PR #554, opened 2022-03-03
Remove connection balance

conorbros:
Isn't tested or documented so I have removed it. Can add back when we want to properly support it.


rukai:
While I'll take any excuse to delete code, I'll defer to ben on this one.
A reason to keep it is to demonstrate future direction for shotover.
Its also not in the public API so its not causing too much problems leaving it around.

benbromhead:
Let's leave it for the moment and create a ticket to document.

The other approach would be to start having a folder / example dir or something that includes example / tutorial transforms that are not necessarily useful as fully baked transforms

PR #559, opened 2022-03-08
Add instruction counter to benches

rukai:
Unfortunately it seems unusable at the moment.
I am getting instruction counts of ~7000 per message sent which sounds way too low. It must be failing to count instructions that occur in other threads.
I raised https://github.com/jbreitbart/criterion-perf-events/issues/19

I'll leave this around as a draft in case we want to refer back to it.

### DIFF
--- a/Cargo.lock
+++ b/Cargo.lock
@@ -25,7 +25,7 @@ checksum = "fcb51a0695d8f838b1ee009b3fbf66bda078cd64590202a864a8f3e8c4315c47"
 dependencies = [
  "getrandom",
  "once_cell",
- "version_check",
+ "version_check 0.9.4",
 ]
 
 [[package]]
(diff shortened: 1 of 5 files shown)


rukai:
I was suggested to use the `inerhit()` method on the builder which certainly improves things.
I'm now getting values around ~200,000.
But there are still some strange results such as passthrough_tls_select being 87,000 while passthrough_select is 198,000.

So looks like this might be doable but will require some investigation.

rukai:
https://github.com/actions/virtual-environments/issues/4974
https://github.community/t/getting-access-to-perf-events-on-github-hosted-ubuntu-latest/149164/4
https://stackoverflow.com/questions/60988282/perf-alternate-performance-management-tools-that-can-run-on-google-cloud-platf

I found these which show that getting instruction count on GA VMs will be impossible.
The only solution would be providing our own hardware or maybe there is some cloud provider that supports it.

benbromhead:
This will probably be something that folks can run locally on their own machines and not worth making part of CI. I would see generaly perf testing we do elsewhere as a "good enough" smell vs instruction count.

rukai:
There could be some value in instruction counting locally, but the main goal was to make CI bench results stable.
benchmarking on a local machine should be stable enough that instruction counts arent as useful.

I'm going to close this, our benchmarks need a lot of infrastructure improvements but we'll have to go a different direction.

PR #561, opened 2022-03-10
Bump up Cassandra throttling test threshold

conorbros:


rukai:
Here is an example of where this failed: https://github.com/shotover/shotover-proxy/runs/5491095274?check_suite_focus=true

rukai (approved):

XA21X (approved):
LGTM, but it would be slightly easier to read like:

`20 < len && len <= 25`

***

_Task item:_
Word for word, return the lines from the one holding "Bump up Cassandra throttling test threshold" through the end of the entries above.

_Response:_
Bump up Cassandra throttling test threshold

conorbros:


rukai:
Here is an example of where this failed: https://github.com/shotover/shotover-proxy/runs/5491095274?check_suite_focus=true

rukai (approved):

XA21X (approved):
LGTM, but it would be slightly easier to read like:

`20 < len && len <= 25`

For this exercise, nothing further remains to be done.